「青いマン華鏡 後編」

以前、初めて青年誌を立ち上げた元小学館の伝説の編集長だった小西湧之助さんのお話をさせて頂いたと思うのですが、石森章太郎という萬画家が描く作品は大人っぽ過ぎて、所謂、その業界の大人たちには認められていたけど、読者の少年少女達には受けなくて、ヒット作になかなか恵まれない、玄人受けするコアな萬画家であったと。

そのお話をお聞きしても、自分の中では、自分の中では描きたいように楽しく描いていた印象を持っておりましたが、改めて、この短編作品に触れてみて、相当な苦悩を抱えていたのだと、正直言いますと、ホッとしました。

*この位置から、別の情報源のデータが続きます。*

PR #5083, opened 2023-01-23
Automated playground deployment trigger for new lakeFS release

idanovo:


.github/workflows/docker-publish.yaml
```diff
@@ -90,3 +90,21 @@ jobs:
...
+          https://api.github.com/repos/${{ secrets.REPOSITORY_NAME }}/actions/workflows/${{ secrets.WORKFLOW_ID_STAGING }}/dispatches \
+          --data '{"ref":"main", "inputs": { "lakefs_image": ${{ steps.version.outputs.tag }} }}'
+
+          curl \
+          -X POST \
+          -H "Authorization: Bearer ${{ secrets.PAT_TOKEN }}"\
+          -H "Accept: application/vnd.github+json" \
+          -H "Content-Type: application/json" \
+          https://api.github.com/repos/${{ secrets.REPOSITORY_NAME }}/actions/workflows/${{ secrets.WORKFLOW_ID_PRODUCTION }}/dispatches \
+          --data '{"ref":"main", "inputs": { "lakefs_image": ${{ steps.version.outputs.tag }} }}'
```
ortz, line 110: @idanovo this doesn't allow you to create a dependency between the workflows (and test the outcome of the change).

idanovo: @ortz you are right. changed to one one job with dependency

ortz (approved):

Jonathan-Rosenberg (changes requested):
shouldn't you use [Reusable workflows](https://docs.github.com/en/actions/using-workflows/reusing-workflows)?

idanovo:
> shouldn't you use [Reusable workflows](https://docs.github.com/en/actions/using-workflows/reusing-workflows)?

Looks cool, but I'm not sure how it's related.
I'm triggering here workflow of another repository.

Jonathan-Rosenberg:
@idanovo oh miss that detail...
Thanks!

Jonathan-Rosenberg (approved):

PR #5084, opened 2023-01-23
Delta diff prototype: Prettify UI 

talSofer:


nopcoder:
@Jonathan-Rosenberg is this still relevant or can we close it?

PR #5086, opened 2023-01-24
Async comm prefs

johnnyaug:


pkg/stats/collector.go
```diff
@@ -405,9 +405,15 @@ func (s *BufferedCollector) CollectCommPrefs(email, installationID string, featu
...
 	err := s.sender.UpdateCommPrefs(ctx, commPrefs)
+	status := "success"
 	if err != nil {
 		s.log.WithError(err).Info("could not update comm prefs")
+		status = "failed"
 	}
+	s.CollectEvent(Event{
+		Class: "global",
+		Name:  fmt.Sprintf("update_comm_prefs_%s", status),
+	})
```
nopcoder, line 416: Suggestion - it will be easy to lookup later
```suggestion
	name := "update_comm_prefs_success"
	if err != nil {
		name = "update_comm_prefs_failed"
		s.log.WithError(err).Info("could not update comm prefs")
	}
	s.CollectEvent(Event{
		Class: "global",
		Name:  name,
	})
```

nopcoder (approved):
Added small suggestion to make it easy to code search later

PR #5089, opened 2023-01-24
UGC docs update for milesone 2

nopcoder:


itaiad200 (approved):
Thanks! Let's merge it once we release the next metadata client version

PR #5092, opened 2023-01-25
Github Workflows: docker publish manual workflow

Jonathan-Rosenberg:
Added a manual docker hub publish workflow.
This will be used to publish docker images to Docker hub (notice- not to ECR), and will require an explicit name provided by the user.

For the name "exp", `$(echo $(git describe --abbrev=1 --tags)-$(echo ${{ inputs.name }}))` will output something like:
`v0.90.1-4-g3ceb5-exp`


.github/workflows/docker-publish-manual.yaml
```diff
@@ -0,0 +1,69 @@
+name: Docker manual
```
nopcoder, line 1: Just name it in a different way (filename too) to make it clear it is not the manual workflow of our release docker flow

nopcoder (approved):

.github/workflows/docker-publish-manual.yaml
Jonathan-Rosenberg: done
thanks!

天才と言われた男でも、誰もが抱える悩みや葛藤を抱いていたことを知ったからです。子供の頃に読んでも気付かなかった事が、この歳で触れると身に沁みます。

この万華鏡に現れる青年は、トキワ壮と思しきアパートの部屋内で姉に吐露します。第一声が、「誰も僕のマンガをわかっちゃいない」、そして、こう続けます。「男の子も女の子も分かるような、動物マンガは―、新し過ぎるマンガはいらないって、編集は言うんだ」「マンガは芸術なんだ! それなのに、あの編集のやつ、たかが読み捨てのマンガなんて言いやがって!」と。

これは恐らく、当時の作者の本音でしょう。特にトキワ壮時代の友人たちの描くマンガがヒットをし始めて、それは嬉しい反面、世の中は何故自分の表現するものを評価してくれないのかと悶々としていたに違いありません。エンターティメント性を強く意識して発表した「サイボーグ009」でさえ、登場人物が多くて難解だと、読者や編集者からの批判があったそうですから。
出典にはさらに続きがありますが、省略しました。